27 minuman serbuk daun katuk dan jambu biji merah. Pengeringan menggunakan panas yang mampu merusak vitamin C yang terkandung dalam produk apabila tidak terlindungi dengan baik (Yuliawaty et al., 2015). Selain proses pengeringan, menurut Santoso (2013), proses perebusan juga mengakibatkan penurunan kadar vitamin C pada produk. Sedangkan pada produk dengan metode foam mat drying menunjukkan kandungan vitamin C yang cenderung lebih kecil dibandingkan dengan produk spray drying. Susanti (2014) memaparkan bahwa tween 80 mampu mengakibatkan terjadinya koefisien perpindahan panas meningkat dan tween 80 mampu menurunkan kadar vitamin C pada produk. 4.2.4. Aktivitas Antioksidan Analisa aktivitas antioksidan pada pengujian ini menggunakan metode DPPH (2,2- diphenyl-1-picryhydrazy). Pengujian ini bertujuan untuk mengetahui kapasitas senyawa aktif dalam minuman serbuk fungsional daun katuk dan jambu biji merah untuk menangkap radikal bebas.
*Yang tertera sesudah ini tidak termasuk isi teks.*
PR #1956, opened 2025-10-01
Re-use analyzer in the REPL API

MaxAtoms:


MaxAtoms:
The state is automatically reset between each REPL statement at the moment

src/project/flowr-analyzer.ts
```diff
@@ -15,16 +14,25 @@ import type { FlowrSearchLike, SearchOutput } from '../search/flowr-search-build
...
 /**
  * Exposes the central analyses and information provided by the {@link FlowrAnalyzer} to the linter, search, and query APIs.
  * This allows us to exchange the underlying implementation of the analyzer without affecting the APIs.
  */
 export interface FlowrAnalysisProvider {
 	/**
-	 * Get the name of the parser used by the analyzer.
+     * Get the name of the parser used by the analyzer.
+	 */
+    parserInformation():   Promise<{ name: KnownParserName, isRShell: false } | { name: KnownParserName, isRShell: true, rVersion: string }>;
```
EagleoutIce: Why do we need the additional `isRShell` Information? Is it just to separate the types in the union? In general i would prefer to "outsource" these types into a named interface + union

src/project/flowr-analyzer.ts
```diff
@@ -15,16 +14,25 @@ import type { FlowrSearchLike, SearchOutput } from '../search/flowr-search-build
...
+	/**
+	 * Sends a command to the underlying R engine and collects the output.
+	 * @param command - The command to send to the R engine.
```
EagleoutIce: I at least always try to align the `-` in the tsdoc - even though the linter has afaik no rule to enforce this

src/project/flowr-analyzer.ts
MaxAtoms: I seem to have forgotten that TypeScript can discriminate on literal strings 🙈 
I have now created new interfaces and moved them into `parser.ts`

PR #1966, opened 2025-10-20
Integrate the new structure of abstract domains

OliverGerstl:
- Use the new abstract domain structure introduced in #1752 for the data frame shape inference
- Adapt the abstract domains to be more flexible and better expandable


src/abstract-interpretation/domains/abstract-domain.ts
```diff
@@ -34,41 +36,63 @@ extends Lattice<Abstract, Top, Bot, Lift> {
...
 	 * Maps a set of possible concrete values into an abstract value as abstraction function of the abstract domain (should additionally be provided as static function).
 	 */
-	abstract(concrete: ReadonlySet<Concrete> | typeof Top): AbstractDomain<Concrete, Abstract, Top, Bot>;
+	abstract(concrete: ReadonlySet<Concrete> | typeof Top): Domain;
 }
 
+/**
+ * An abstract domain with satisfiability checks for concrete values.
+ */
+export interface SatifiableDomain<T> {
```
EagleoutIce: Is the `Satifiable` typo intentional?

OliverGerstl: No :sweat_smile:

src/abstract-interpretation/data-frame/absint-visitor.ts
```diff
@@ -142,12 +142,12 @@ export class DataFrameShapeInferenceVisitor<
 		const value = resolveIdToDataFrameShape(node.info.dataFrame.expression, this.config.dfg, this.newDomain);
 
 		if(value !== undefined) {
-			this.newDomain.set(node.info.dataFrame.identifier, value);
+			this.newDomain.value.set(node.info.dataFrame.identifier, value);
```
EagleoutIce: why do we allow a direct access to the underlying value map? similar to `create`, `join` etc. i would prefer this to be wrapped in an `assign` or something similar

src/abstract-interpretation/data-frame/shape-inference.ts
```diff
@@ -58,18 +58,18 @@ export function resolveIdToDataFrameShape(
...
 	const call = vertex?.tag === VertexType.FunctionCall ? vertex : undefined;
 	const origins = Array.isArray(call?.origin) ? call.origin : [];
 
 	if(node.type === RType.Symbol) {
-		const values = getVariableOrigins(node.info.id, dfg).map(origin => domain.get(origin.info.id));
+		const values = getVariableOrigins(node.info.id, dfg).map(origin => domain.value.get(origin.info.id));
 
 		if(values.length > 0 && values.every(isNotUndefined)) {
-			return joinDataFrames(...values);
+			return values[0].join(...values.slice(1));
```
EagleoutIce: this feels... hella dirty :P Especially if we allow to mix various domains later (forcing them to be joined on the first value) - but fine so far

src/abstract-interpretation/data-frame/shape-inference.ts
```diff
@@ -58,18 +58,18 @@ export function resolveIdToDataFrameShape(
...
+	} else if(domain.value.has(node.info.id)) {
+		return domain.value.get(node.info.id);
 	}
 	const vertex = dfg.getVertex(node.info.id);
 	const call = vertex?.tag === VertexType.FunctionCall ? vertex : undefined;
 	const origins = Array.isArray(call?.origin) ? call.origin : [];
 
 	if(node.type === RType.Symbol) {
-		const values = getVariableOrigins(node.info.id, dfg).map(origin => domain.get(origin.info.id));
+		const values = getVariableOrigins(node.info.id, dfg).map(origin => domain.value.get(origin.info.id));
```
EagleoutIce: I would prefer having this as a delegate, again to avoid the value map being exposed

src/abstract-interpretation/domains/abstract-domain.ts
```diff
@@ -34,44 +37,97 @@ extends Lattice<Abstract, Top, Bot, Lift> {
...
+	 * Checks whether the current abstract value satisfies a concrete value (i.e. includes a concrete value).
+	 * @see {@link Ternary} for the returned satisfiability result
+	 */
+	satisfies(value: T): Ternary;
+
+	/**
+	 * Checks whether the current abstract value is an upper bound for a concrete value (i.e. the concrete value is less or equal than the upper bound of the abstract value).
+	 * @see {@link Ternary} for the returned satisfiability result
+	 */
+	satisfiesLeq(value: T): Ternary;
```
EagleoutIce: Having a separate satisfies leq feels.. weird? why not offer a version of satisfies that optionally allows for a comparator to be passed along? This would avoid the need for new functions of someone want to, say, check against a set of numbers to be bound etc.

src/abstract-interpretation/domains/abstract-domain.ts
```diff
@@ -34,44 +37,97 @@ extends Lattice<Abstract, Top, Bot, Lift> {
...
+	} else if(value === Bottom) {
+		return '⊥';
 	}
 	return JSON.stringify(value);
 }
+
+/**
+ * Converts an element of an abstract domain into a JSON-representable object or value.
+ */
+export function domainElementToJson(value: AnyAbstractDomain | unknown): unknown {
```
EagleoutIce: It feels kinda weird to move widen etc. into the domain but not the control to jsonify the value. Why isnt there a default `value.toJSON()?` (which would be called implicitly if found by stringify)

src/abstract-interpretation/domains/abstract-domain.ts
```diff
@@ -34,44 +37,97 @@ extends Lattice<Abstract, Top, Bot, Lift> {
...
+	if(isAbstractDomain(value)) {
+		return domainElementToJson(value.value);
+	} else if(value instanceof Map) {
+		return Object.fromEntries(value.entries().map(([key, value]) => [domainElementToJson(key), domainElementToJson(value)]));
+	} else if(Array.isArray(value) || value instanceof Set) {
+		return [...value].map(domainElementToJson);
+	} else if(typeof value === 'object' && value !== null) {
+		return Object.fromEntries(Object.entries(value).map(([key, value]) => [key, domainElementToJson(value)]));
+	} else if(value === Top) {
```
EagleoutIce: Given you check for an abstract domain in `112` it feels kinda weird to have this check so far down

src/abstract-interpretation/domains/abstract-domain.ts
```diff
@@ -34,44 +37,97 @@ extends Lattice<Abstract, Top, Bot, Lift> {
...
+		return 'bottom';
+	}
+	return value;
+}
+
+export function isAbstractDomain(value: unknown): value is AnyAbstractDomain {
+	if(typeof value !== 'object' || value === null) {
+		return false;
+	}
+	return ['value', 'top', 'bottom', 'leq', 'join', 'meet', 'widen', 'narrow', 'concretize', 'abstract'].every(property => property in value);
```
EagleoutIce, line 170: lovely contract check

src/abstract-interpretation/domains/bounded-set-domain.ts
```diff
@@ -121,6 +147,19 @@ implements AbstractDomain<T, BoundedSetValue<T>, BoundedSetTop, BoundedSetBottom
 		return BoundedSetDomain.abstract(concrete, this.limit);
 	}
 
+	public satisfies(value: T): Ternary {
+		if(this.isValue() && this.value.has(value)) {
+			return this.value.size === 1 ? Ternary.Always : Ternary.Maybe;
```
EagleoutIce, line 146: i mean given the overapproximation idea this should map to an `exact` and `subset` comparison, not directly to maybe?

src/abstract-interpretation/domains/bounded-set-domain.ts
```diff
@@ -121,6 +147,19 @@ implements AbstractDomain<T, BoundedSetValue<T>, BoundedSetTop, BoundedSetBottom
...
+		} else if(this.isTop()) {
+			return Ternary.Maybe;
```
EagleoutIce, line 148: Again this feels like true-ish maybe given the over-approximation

src/abstract-interpretation/domains/bounded-set-domain.ts
EagleoutIce: + this could also entail a missed `bottom` so `always` for a non-negated check (i.e., unsat) feels weird

src/abstract-interpretation/domains/interval-domain.ts
```diff
@@ -139,47 +158,69 @@ implements AbstractDomain<number, IntervalValue, IntervalTop, IntervalBottom, Va
...
+		}
+		return Ternary.Never;
+	}
+
 	/**
 	 * Adds another abstract value to the current abstract value by adding the two lower and upper bounds, respectively.
 	 */
-	public add(other: IntervalDomain): IntervalDomain {
-		if(this.value === Bottom || other.value === Bottom) {
+	public add(other: IntervalDomain | IntervalLift): IntervalDomain {
```
EagleoutIce: I accept that we follow a more lisa like implementation of language operators, _but_ what is your opinion on joining this with our function database as i tried to in 

https://github.com/flowr-analysis/flowr/blob/f4e3edcca6d1fe4dcc289d0bc0ba22f75c60bbc2/src/dataflow/eval/values/intervals/interval-binary.ts#L48-L74

src/abstract-interpretation/domains/lattice.ts
```diff
@@ -10,46 +10,52 @@ export const Bottom = Symbol('bottom');
 
 /**
  * A complete lattice with a partially ordered set, join operator (LUB), meet operator (GLB), top element, and bottom element (e.g. for abstract domains).
+ * @template Lat   - Type of the implemented lattice
```
EagleoutIce: i am kinda afraid that this recursion will break us for more complicated lattices, but lets see if TS can keep up

src/abstract-interpretation/domains/mapped-abstract-domain.ts
```diff
@@ -0,0 +1,215 @@
...
+			const otherValue = other.value.get(key);
+
+			if(otherValue === undefined || !value.leq(otherValue)) {
+				return false;
+			}
+		}
+		return true;
+	}
+
+	public join(...values: MapDomain[]): MapDomain {
```
EagleoutIce: why are these not marked as readonly? And, given the operations you perform on them: why varargs? is there a benefit? otherwise the spread feels like performance-hazard

src/abstract-interpretation/domains/mapped-abstract-domain.ts
```diff
@@ -0,0 +1,215 @@
...
+			const currValue = result.value.get(key);
+
+			if(currValue !== undefined) {
+				result.value.set(key, currValue.narrow(value) as Domain);
+			}
+		}
+		return result;
+	}
+
+	public concretize(limit: number = DEFAULT_INFERENCE_LIMIT): ReadonlySet<ConcreteMap<Key, Domain>> | typeof Top {
```
EagleoutIce: Why does the default not depend on a flowr configuration? It can rely on an attribute value

src/abstract-interpretation/domains/positive-interval-domain.ts
```diff
@@ -1,14 +1,17 @@
...
 import { Bottom, Top } from './lattice';
 
+/** The Top element of the positive interval domain as interval [0, +∞] */
+export const PosIntervalTop = [0, +Infinity] satisfies readonly [number, number];
+
 /** The type of the actual values of the positive interval domain as tuple of the lower and upper bound */
-export type PosIntervalValue = readonly [number, number];
-/** The type of the Top element of the positive interval domain as interval [0, +∞] from 0 to +∞ */
-export type PosIntervalTop = readonly [0, typeof Infinity];
+type PosIntervalValue = readonly [number, number];
```
EagleoutIce:
```suggestion
type PosIntervalValue = readonly [lower: number, upper: number];
```
Maybe use named tuples here for readability?

src/abstract-interpretation/domains/positive-interval-domain.ts
```diff
@@ -49,13 +56,51 @@ export class PosIntervalDomain<Value extends PosIntervalLift = PosIntervalLift>
 		return PosIntervalDomain.bottom();
 	}
 
+	public join(...values: PosIntervalDomain[]): PosIntervalDomain;
+	public join(...values: PosIntervalLift[]): PosIntervalDomain;
+	public join(...values: PosIntervalDomain[] | PosIntervalLift[]): PosIntervalDomain {
```
EagleoutIce: same argument as before with `readonly` and spread

src/abstract-interpretation/domains/positive-interval-domain.ts
```diff
@@ -49,13 +56,51 @@ export class PosIntervalDomain<Value extends PosIntervalLift = PosIntervalLift>
 		return PosIntervalDomain.bottom();
 	}
 
+	public join(...values: PosIntervalDomain[]): PosIntervalDomain;
+	public join(...values: PosIntervalLift[]): PosIntervalDomain;
```
EagleoutIce: are these... necessary? You do not define a dependent type relation wrt. the return type so this is just the signature below

src/abstract-interpretation/domains/positive-interval-domain.ts
```diff
@@ -49,13 +56,51 @@ export class PosIntervalDomain<Value extends PosIntervalLift = PosIntervalLift>
...
+	public join(...values: PosIntervalDomain[] | PosIntervalLift[]): PosIntervalDomain {
+		let result: PosIntervalLift = this.value;
+
+		for(const other of values) {
+			const otherValue = other instanceof PosIntervalDomain ? other.value : other;
+
+			if(result === Bottom) {
+				result = otherValue;
+			} else if(otherValue === Bottom) {
+				continue;
```
EagleoutIce: Am I biased? yes, _but_
I prefer to:
1. let client domains implement the binary case to handle the reduction in a default implementation
2. outsource the bottom top guards as in https://github.com/flowr-analysis/flowr/blob/3e31fff7d256f26bdae72283ff54c07be9573ce4/src/dataflow/eval/values/general.ts#L12-L18 (even though this was a sloppy setup)

src/abstract-interpretation/domains/set-upper-bound-domain.ts
```diff
@@ -0,0 +1,216 @@
...
+ */
+export class SetUpperBoundDomain<T, Value extends SetUpperBoundLift<T> = SetUpperBoundLift<T>>
+implements AbstractDomain<SetUpperBoundDomain<T>, ReadonlySet<T>, SetUpperBoundValue<T>, SetUpperBoundTop, SetUpperBoundBottom, Value>, SatisfiableDomain<ReadonlySet<T>> {
+	public readonly limit:   number;
+	private readonly _value: Value;
+
+	constructor(value: Value | T[], limit: number = DEFAULT_INFERENCE_LIMIT) {
+		if(value !== Top && value !== Bottom) {
+			if(Array.isArray(value)) {
+				this._value = (value.length > limit ? Top : new Set(value)) as Value;
```
EagleoutIce: Given that we do not know the tpe of `T` just transforming it into a set becomes highly problematic if the type is not hashable by JavaScripts hash set so maybe we have to offer the ability to provide a `ReadonlySet` constructor (that can then be filled by, e.g. an object set)

EagleoutIce: Or, of course restrict the values

src/abstract-interpretation/data-frame/shape-inference.ts
OliverGerstl: The idea here is to use the config options of the first domain (e.g. the limit for the number of inferred values of a bounded set domain) when joining the domains

EagleoutIce: I see :D - I am still not sure why this uglyness cannot be hidden within a `Domain.joinall` or something but fine :D

src/abstract-interpretation/domains/lattice.ts
OliverGerstl: Yeah, that was to simplify inheritance for join, meet, widen etc.

src/abstract-interpretation/domains/mapped-abstract-domain.ts
OliverGerstl: I use the varargs here to allow for single arguments (e.g. as in the abstract semantics) and list arguments (e.g. as in the visitor) to have a uniform interface (so that I can call `join(a, b)`, `meet(a, b)`, `widen(a, b)`, `narrow(a, b)` etc. but join and meet can also be called with lists as arguments)

src/abstract-interpretation/domains/bounded-set-domain.ts
OliverGerstl: I think `Ternary` actually fits quite well here to answer the question "Is this concrete value satisfied by the abstract value?":
- Always => The value is certainly satisfied (~`true`)
- Maybe => The value could be satisfied, but we don't know (~`unknown`)
- Never => The value cannot be satisfied (~`false`)

src/abstract-interpretation/domains/interval-domain.ts
OliverGerstl: Yes, that would definitely make sense, but we would have to restructure this to differentiate between operators/operations and (satisfiability) checks.
I created a separate issue for that #1992

src/abstract-interpretation/domains/mapped-abstract-domain.ts
OliverGerstl: This is just a static default value to limit the number of concretized values, as this can be used for many different domains. I can also make this non-optional to always enforce a value, e.g. resulting from the config

src/abstract-interpretation/domains/positive-interval-domain.ts
OliverGerstl: Oh lol, I didn't know that TypeScript supports named tubles, nice :)

src/abstract-interpretation/domains/positive-interval-domain.ts
OliverGerstl: The problem is that TypeScript somehow needs the redundant method prototypes for `join` and `meet` here, as the arguments are arrays. This is however not needed for the `add` and `subtract` method of the interval domain, for example

src/abstract-interpretation/domains/positive-interval-domain.ts
OliverGerstl: 1. The problem is that TypeScript does not allow default implementations for interface methods nor static methods with implementation in interfaces
2. Most of the time I don't need a bottom top guard but rather just a bottom guard or top guard, and I think it is better readable when having this explicit checks

src/abstract-interpretation/domains/positive-interval-domain.ts
EagleoutIce: crazy restricted, i thought they solved this :D - but fine!

src/abstract-interpretation/domains/positive-interval-domain.ts
EagleoutIce: allright then maybe i was biased (even though i would have moved it to a default prototype for the interface as they did to bridge javascript news)

src/abstract-interpretation/domains/abstract-domain.ts
```diff
@@ -15,17 +15,17 @@ export const DEFAULT_INFERENCE_LIMIT = 50;
...
  */
-export interface AbstractDomain<Domain extends AbstractDomain<Domain, Concrete, Abstract, Top, Bot>, Concrete, Abstract, Top = typeof Top, Bot = typeof Bottom, Value extends Abstract | Top | Bot = Abstract | Top | Bot>
-extends Lattice<Domain, Abstract, Top, Bot, Value> {
+export interface AbstractDomain<Concrete, Abstract, Top, Bot, Value extends Abstract | Top | Bot = Abstract | Top | Bot>
+extends Lattice<Abstract, Top, Bot, Value> {
 	/**
 	 * Widens the current abstract value with another abstract value as a sound over-approximation of the join (least upper bound) for fixpoint iteration acceleration.
 	 */
-	widen(other: Domain): Domain;
+	widen(other: this): this;
```
EagleoutIce: if you change the paramter to this as well I think this is too restrictive wrt. types that this one can be matched with (if you want exact class equivalence this is fine, but if you want to, later, for example allow to widen a interval domain by a scalar, this could be genralized by an `T extends this` clause.

OliverGerstl: I am not sure what you mean by that. Would a `T extends this` not have the same meaning as just `this`, as `this` also allows subclasses of it? And, on the other hand, a scalar domain is not a subclass of a interval domain, so I would rather need something like `AbstractDomain<number>`, but than I would have to include extra logic to widen between arbitrary numeric domains

EagleoutIce: for now this is fine but we can discuss the future implications regarding locking-in to class hierarchies :)

src/abstract-interpretation/domains/bounded-set-domain.ts
EagleoutIce: Ok if you do not plan on subset satisfies this is fine :D

src/abstract-interpretation/domains/mapped-abstract-domain.ts
EagleoutIce: i would prefer this non optional then

PR #1985, opened 2025-10-23
[resolve]: Return Top in situations that we cannot resolve yet (when using Graph only)

gigalasr:


EagleoutIce:
_This pull request is included in v2.6.2 (see [Release v2.6.2 (TS-Queries, new Domain Structure, more Reserved Words, removed Lineage Query)](https://github.com/flowr-analysis/flowr/releases/tag/v2.6.2))._

PR #1989, opened 2025-10-24
[REPL] Add line parser for the linter query

### LINKED ISSUE #1943: [Bug]: Config Updates via Query Are Evaluated As Code
### What happened?

When updating the flowR configuration via the config query, the "update string" (part of the string that describes the update) is being evaluated internally as R code. This has no negative effect on the output, but it is something we would like to avoid.

E.g. `R> :query @config +ignoreSourceCalls=true`

See: https://github.com/flowr-analysis/flowr/blob/293fe1972e518eecfc938a4909bcefa3dde5decd/src/cli/repl/commands/repl-query.ts#L76

Internal state:

Image

4.5.1

v2.4.8 (Sep 3, 2025)

### Relevant log output

```Shell

```

### Meta Information

- [ ] The issue is urgent

MaxAtoms:
Allows queries with and without naming individual rules and with and without an explicit input code request.

E.g.

```
R> :query @linter file://somefile.R
R> :query @linter rules:dead-code,file-path-validity
R> :query @linter
```

Closes #1943 as side-effect

### DIFF
--- a/src/cli/repl/commands/repl-lineage.ts
+++ b/src/cli/repl/commands/repl-lineage.ts
@@ -7,6 +7,7 @@ import type { DataflowGraphEdge } from '../../../dataflow/graph/edge';
 import { edgeIncludesType, EdgeType } from '../../../dataflow/graph/edge';
 import type { AstIdMap } from '../../../r-bridge/lang-4.x/ast/model/processing/decorate';
 import { guard } from '../../../util/assert';
+import { startAndEndsWith } from '../../../util/text/strings';
 
 function splitAt(str: string, idx: number) {
 	return [str.slice(0, idx), str.slice(idx)];
@@ -65,7 +66,7 @@ export const lineageCommand: ReplCodeCommand = {
 		const [criterion, rest] = splitAt(args, args.indexOf(' '));
 		const code = rest.trim();
 		return {
-			rCode:     code.startsWith('"') ? JSON.parse(code) as string : code,
+			rCode:     startAndEndsWith(code, '"') ? JSON.parse(code) as string : code,
 			remaining: [criterion]
 		};
 	},
--- a/src/queries/catalog/linter-query/linter-query-format.ts
+++ b/src/queries/catalog/linter-query/linter-query-format.ts
@@ -36,8 +36,8 @@ export interface LinterQueryResult extends BaseQueryResult {
 
 function rulesFromInput(output: ReplOutput, rulesPart: readonly string[]): {valid: (LintingRuleNames | ConfiguredLintingRule)[], invalid: string[]} {
 	return rulesPart
-		.map(r => r.trim())
 		.reduce((acc, ruleName) => {
+			ruleName = ruleName.trim();
 			if(ruleName in LintingRules) {
 				acc.valid.push(ruleName as LintingRuleNames);
 			} else {
--- a/src/cli/repl/core.ts
+++ b/src/cli/repl/core.ts
@@ -22,6 +22,7 @@ import type { FlowrConfigOptions } from '../../config';
 import type { SupportedQuery } from '../../queries/query';
 import { SupportedQueries } from '../../queries/query';
 import type { FlowrAnalyzer } from '../../project/flowr-analyzer';
+import { startAndEndsWith } from '../../util/text/strings';
 
 let _replCompleterKeywords: string[] | undefined = undefined;
 function replCompleterKeywords() {
@@ -99,7 +100,7 @@ export function makeDefaultReplReadline(config: FlowrConfigOptions): readline.Re
 
 export function handleString(code: string) {
 	return {
-		rCode:     code.length == 0 ? undefined : code.startsWith('"') ? JSON.parse(code) as string : code,
+		rCode:     code.length == 0 ? undefined : startAndEndsWith(code, '"') ? JSON.parse(code) as string : code,
 		remaining: []
 	};
 }


src/cli/repl/commands/repl-main.ts
```diff
@@ -86,5 +86,5 @@ export interface ReplCodeCommand extends ReplBaseCommand {
 	/**
 	 * Argument parser function which handles the input given after the repl command
 	 */
-	argsParser:    (remainingLine: string) => { input: string | undefined, remaining: string[]}
+	argsParser:    (remainingLine: string) => { input?: string | undefined, remaining: string[]}
```
EagleoutIce: Please document the semantics of not returning an input (i.e. that this reuses the last state)

src/cli/repl/commands/repl-query.ts
```diff
@@ -57,10 +61,16 @@ async function processQueryArgs(output: ReplOutput, analyzer: FlowrAnalysisProvi
...
 			return;
 		}
+		input = remainingArgs.join(' ').trim();
 	} else {
 		parsedQuery = [{ type: 'call-context', callName: query }];
 	}
 
+	if(input) {
+		analyzer.reset();
+		analyzer.context().addRequest(requestFromInput(input));
```
EagleoutIce: I dont think adding should happen only on the context layer as this *has* to retrigger loading order passes etc. (and maybe even lead to the identification of a new root description file) could you please delegate these to the `analyzer`? (in this case we could also just make the builder functions delegate to the analyzer). 
+ this would encourage to not just offer an inspectable (readonly) context but also a readonly analyzer which no longer ships with these functions - do you follow me there?

src/queries/catalog/linter-query/linter-query-format.ts
```diff
@@ -27,6 +33,29 @@ export interface LinterQueryResult extends BaseQueryResult {
...
 
+function rulesFromInput(rulesPart: string[]): (LintingRuleNames | ConfiguredLintingRule)[] {
+	return rulesPart.map(rule => {
+		const ruleName = rule.trim();
+		if(!(ruleName in LintingRules)) {
+			console.error(`Unknown linting rule '${ruleName}'`);
+			return;
+		}
+		return ruleName as LintingRuleNames;
+	}).filter(r => !(r === undefined));
```
EagleoutIce: we do have a `isNotUndefined` for this

src/queries/catalog/linter-query/linter-query-format.ts
```diff
@@ -27,6 +33,29 @@ export interface LinterQueryResult extends BaseQueryResult {
 	readonly results: { [L in LintingRuleNames]?: LintingResults<L>}
 }
 
+function rulesFromInput(rulesPart: string[]): (LintingRuleNames | ConfiguredLintingRule)[] {
```
EagleoutIce:
```suggestion
function rulesFromInput(rulesPart: readonly string[]): (LintingRuleNames | ConfiguredLintingRule)[] {
```

src/queries/catalog/linter-query/linter-query-format.ts
```diff
@@ -27,6 +33,29 @@ export interface LinterQueryResult extends BaseQueryResult {
...
+	return rulesPart.map(rule => {
+		const ruleName = rule.trim();
+		if(!(ruleName in LintingRules)) {
+			console.error(`Unknown linting rule '${ruleName}'`);
```
EagleoutIce: could you please use the `output` passed by the repl and not just dump to the console? this output should also provide formatting options

src/queries/catalog/linter-query/linter-query-format.ts
```diff
@@ -27,6 +33,29 @@ export interface LinterQueryResult extends BaseQueryResult {
...
+		}
+		return ruleName as LintingRuleNames;
+	}).filter(r => !(r === undefined));
+}
+
+function linterQueryLineParser(line: readonly string[], _config: FlowrConfigOptions): ParsedQueryLine {
+	let rules: (LintingRuleNames | ConfiguredLintingRule)[] | undefined = undefined;
+	let input: string | undefined = undefined;
+	if(line.length > 0 && line[0].startsWith('rules:')) {
+		const rulesPart = line[0].slice('rules:'.length).split(',');
```
EagleoutIce: Please outsource the `rules:` constant string

src/queries/catalog/linter-query/linter-query-format.ts
```diff
@@ -38,7 +67,8 @@ export const LinterQueryDefinition = {
 		}
 		return true;
 	},
-	schema: Joi.object({
+	fromLine: linterQueryLineParser,
```
EagleoutIce, line 79: so this does not allow for autocompleetion currently right? it is fine if we do this separately, just to clarify the goal with this

src/queries/query.ts
```diff
@@ -89,12 +88,17 @@ type SupportedQueriesType = {
 	[QueryType in Query['type']]: SupportedQuery<QueryType>
 }
 
+export interface ParsedQueryLine {
```
EagleoutIce, line 95: Maybe we should at least add a ruff documentation for this

src/queries/query.ts
```diff
@@ -89,12 +88,17 @@ type SupportedQueriesType = {
...
+	query:  Query | Query[] | undefined;
+	input?: string;
```
EagleoutIce: likewise maybe not call it `input` but something like `rCode`

src/queries/catalog/linter-query/linter-query-format.ts
MaxAtoms: I should've asked why this was not used for the config query parser.

It looks like this now:

image

And for the linter query:

image

src/queries/catalog/linter-query/linter-query-format.ts
MaxAtoms: Yes, completions for linter rules and slicing criteria are next. I would open a separate PR for this :)

src/cli/repl/commands/repl-query.ts
MaxAtoms: I think I understand what you mean. I introduced a `ModifiableFlowrAnalysisProvider` interface now, but we can also turn it around and rename the existing interface to `Readonly`.
Related commits: 775da56a6099976dfd3a453acc7c237e522defc5, df03321ddabaa8d592ceec9138199741c86531d3

src/queries/catalog/linter-query/linter-query-format.ts
EagleoutIce: Perfectly fine!

src/cli/repl/commands/repl-query.ts
EagleoutIce: I would prefer having it the other way around with a `Readonly` version to stay in sync with the context and other layers in flowR

src/cli/repl/commands/repl-lineage.ts
```diff
@@ -65,7 +65,7 @@ export const lineageCommand: ReplCodeCommand = {
 		const [criterion, rest] = splitAt(args, args.indexOf(' '));
 		const code = rest.trim();
 		return {
-			input:     code.startsWith('"') ? JSON.parse(code) as string : code,
+			rCode:     code.startsWith('"') ? JSON.parse(code) as string : code,
```
EagleoutIce: we technically also have a startsEndsWith (or something like this) to check whether it also *ends* with a quote and isnt just `"a" <- 3`

src/queries/catalog/linter-query/linter-query-format.ts
```diff
@@ -27,6 +34,37 @@ export interface LinterQueryResult extends BaseQueryResult {
 	readonly results: { [L in LintingRuleNames]?: LintingResults<L>}
 }
 
+function rulesFromInput(output: ReplOutput, rulesPart: readonly string[]): {valid: (LintingRuleNames | ConfiguredLintingRule)[], invalid: string[]} {
+	return rulesPart
+		.map(r => r.trim())
```
EagleoutIce: i think moving this into the reduce would be more performant :D

EagleoutIce:
_This pull request is included in v2.6.2 (see [Release v2.6.2 (TS-Queries, new Domain Structure, more Reserved Words, removed Lineage Query)](https://github.com/flowr-analysis/flowr/releases/tag/v2.6.2))._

Hasil penelitian menunjukkan rerata kadar aktivitas antioksidan pada minuman serbuk daun katuk yaitu berkisar antara 2,1% hingga 9,1%. Penambahan maltodekstrin mampu menurunkan kadar aktivitas antioksidan karena maltodekstrin menambah total padatan dalam produk sehingga senyawa antioksidan yang terukur semakin sedikit (Yuliawaty, 2015). Selain itu, data juga menunjukkan adanya perbedaan nyata antar produk. Produk dengan perlakuan segar cenderung lebih tinggi dibandingkan dengan produk dengan perlakuan rebus. Perlakuan perebusan menyebabkan penurunan fungsi pada produk minuman serbuk fungsional. Proses pemanasan membuat aktivitas antioksidan cenderung menurun dan juga menyebabkan beberapa perubahan kualitas baik secara fisik, biokimia, maupun komponen gizinya. Selain itu, terjadi peningkatan laju oksidasi akibat perlakuan pemanasan terhadap antioksidan yang terkandung dalam sistem bahan alam (Amaliawati, 2015). Yuliawaty (2015) menambahkan adanya kemungkinan adanya dekomposisi senyawa fenol akibat pemanasan yang menyebabkan antioksidan mengalami penurunan. Reduksi DPPH mampu menyebabkan perubahan warna pada sampel yang memiliki kandungan antioksidan didalamnya. Terdapat banyak warna yang hilang akibat adanya oksidasi dari DPPH. Tingginya angka kehilangan warna menunjukkan aktivitas

28 antioksidan yang baik. Hal ini disebabkan akibat semakin besar nilai absorbansi, maka semakin rendah kadar % discoloration yang dihasilkan, berlaku juga sebaliknya (Miliauskas et al., 2003).